## Goal of the exercise
All entries below must be given again word for word.

------------------------------

PR #340, opened 2026-04-28
Support Laravel 13.6 DebounceFor attribute.

huy-tran:
First off, thank you for building and maintaining laravel-actions. We've been using it in almost all of our Laravel projects and it's become an indispensable part of how we structure business logic.

### Summary
Laravel 13.6 introduced the `#[DebounceFor]` PHP attribute for job debouncing. This PR adds support for it in laravel-actions by following the same pattern already established by UniqueJobDecorator.

### Usage

```php
use Illuminate\Queue\Attributes\DebounceFor;
use Lorisleiva\Actions\Concerns\AsJob;

#[DebounceFor(30)]
class SyncUserToMailchimp
{
      use AsJob;

      public string $jobDebounceId; // or getJobDebounceId(): string

      public function handle(User $user): void { ... }
}
```

### Known limitation
`maxWait` from `#[DebounceFor(30, maxWait: 60)]` on the action class is not forwarded. `DebounceLock::getMaxDebounceWait()` reads `maxWait` directly from the job's PHP attribute (not via `getAttributeValue`), so it always sees the decorator's dummy `#[DebounceFor(0)]` with `maxWait = null`. Resolving this would require either a change in Laravel core or a custom `PendingDispatch` subclass.

Thanks again ^^


huy-tran:
Hi @lorisleiva would you mind reviewing this PR. Kind regards,

patrickomeara:
I'm also looking for this feature @lorisleiva 

API looks good, nice work @huy-tran

vpratfr:
Can you update that PR according to the latest branch version so we can get the CI checks going?

huy-tran:
@vpratfr Done 🥳  Rebased onto the latest main (was 11 commits behind, which is why the new PHPStan CI workflow wasn't showing up) and force-pushed. Also fixed a PHPStan error the new level 5 check would've caught in the new tests (a property access on the base **JobDecorator** type instead of **DebounceJobDecorator**).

------------------------------

## Answer to the problem
PR #340, opened 2026-04-28
Support Laravel 13.6 DebounceFor attribute.

huy-tran:
First off, thank you for building and maintaining laravel-actions. We've been using it in almost all of our Laravel projects and it's become an indispensable part of how we structure business logic.

### Summary
Laravel 13.6 introduced the `#[DebounceFor]` PHP attribute for job debouncing. This PR adds support for it in laravel-actions by following the same pattern already established by UniqueJobDecorator.

### Usage

```php
use Illuminate\Queue\Attributes\DebounceFor;
use Lorisleiva\Actions\Concerns\AsJob;

#[DebounceFor(30)]
class SyncUserToMailchimp
{
      use AsJob;

      public string $jobDebounceId; // or getJobDebounceId(): string

      public function handle(User $user): void { ... }
}
```

### Known limitation
`maxWait` from `#[DebounceFor(30, maxWait: 60)]` on the action class is not forwarded. `DebounceLock::getMaxDebounceWait()` reads `maxWait` directly from the job's PHP attribute (not via `getAttributeValue`), so it always sees the decorator's dummy `#[DebounceFor(0)]` with `maxWait = null`. Resolving this would require either a change in Laravel core or a custom `PendingDispatch` subclass.

Thanks again ^^


huy-tran:
Hi @lorisleiva would you mind reviewing this PR. Kind regards,

patrickomeara:
I'm also looking for this feature @lorisleiva 

API looks good, nice work @huy-tran

vpratfr:
Can you update that PR according to the latest branch version so we can get the CI checks going?

huy-tran:
@vpratfr Done 🥳  Rebased onto the latest main (was 11 commits behind, which is why the new PHPStan CI workflow wasn't showing up) and force-pushed. Also fixed a PHPStan error the new level 5 check would've caught in the new tests (a property access on the base **JobDecorator** type instead of **DebounceJobDecorator**).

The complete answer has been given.